PR #79, opened 2020-11-16
ci: fix setup-haskell step

hansl:
See https://github.blog/changelog/2020-11-09-github-actions-removing-set-env-and-add-path-commands-on-november-16/

The setup-haskell step, previous of versions 1.1.3, was not updated properly for the change. Just using a sliding v1.1 was apparently not enough to get the latest, so we force it.

### DIFF
--- a/.github/workflows/ic-ref.yml
+++ b/.github/workflows/ic-ref.yml
@@ -46,9 +46,10 @@ jobs:
             ~/.cabal/store
           key: ${{ runner.os }}-${{ matrix.ghc }}-cabal-store
 
-      - uses: actions/setup-haskell@v1.1
+      - uses: actions/setup-haskell@v1.1.3
         with:
           ghc-version: ${{ matrix.ghc }}
+          cabal-version: '3.2'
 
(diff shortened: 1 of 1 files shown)


hansl:
Just for reference, the `pull_request_target` will fail, and that's normal. It doesn't take the CI changes from a PR. I should figure how to filter it out from PRs that come from inside the repo.

ericswanson-dfinity (approved):

nomeata:
> Just for reference, the `pull_request_target` will fail, and that's normal. It doesn't take the CI changes from a PR. I should figure how to filter it out from PRs that come from inside the repo.

I had the same problem in an unrelated project recently, and the best thing I found was to set
```
    if: github.repository == 'foo/bar'
```

hansl:
@nomeata doesn't seem to be understood, see https://github.com/dfinity/agent-rs/runs/1408966639?check_suite_focus=true

And I'm not 100% sure this is the behaviour we want. I'm starting to rethink our whole pull_request/pull_request_target strategy (when using forks).

PR #403, opened 2017-04-21
run tests on prod

jharewinton:
will require download of new config file from S3, and TeamCity job changes before prod tests start

### DIFF
--- a/integration-tests/int-test-runner.sh
+++ b/integration-tests/int-test-runner.sh
@@ -6,7 +6,7 @@ if [ $STATUS -eq 1 ]
 then
   if [ "$INT_TEST_TARGET" == "PROD" ]
   then
-    curl -X POST --data-urlencode 'payload={"text": "Media Atom Maker integration tests have failed on PRODUCTION"}' ${SLACK_URL}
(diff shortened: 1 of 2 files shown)


integration-tests/int-test-runner.sh
```diff
@@ -4,6 +4,11 @@ export STATUS=$?
 
 if [ $STATUS -eq 1 ]
 then
-  curl -X POST --data-urlencode 'payload={"text": "Media Atom Maker integration tests have failed on CODE"}' ${SLACK_URL}
+  if [ "$INT_TEST_TARGET" == "PROD" ]
+  then
+    curl -X POST --data-urlencode 'payload={"text": "<!here> Media Atom Maker integration tests have failed on PRODUCTION"}' ${SLACK_URL}
```
akash1810: Does TC provide a test result file that we can link to to find which test failed? And/or should we add a link to the slack message to the TC project for ease?

jharewinton: I'll add in link to the project. Could do a test result file, but considering these are 'monitoring' tests, they're running every 15 mins, so could end up filling up team city with artefacts quite quickly. From the project page, can get the failing build log really quickly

§ Task item
Copy each line of the listing above that contains the word "filter".

§ Your response
Just for reference, the `pull_request_target` will fail, and that's normal. It doesn't take the CI changes from a PR. I should figure how to filter it out from PRs that come from inside the repo.
> Just for reference, the `pull_request_target` will fail, and that's normal. It doesn't take the CI changes from a PR. I should figure how to filter it out from PRs that come from inside the repo.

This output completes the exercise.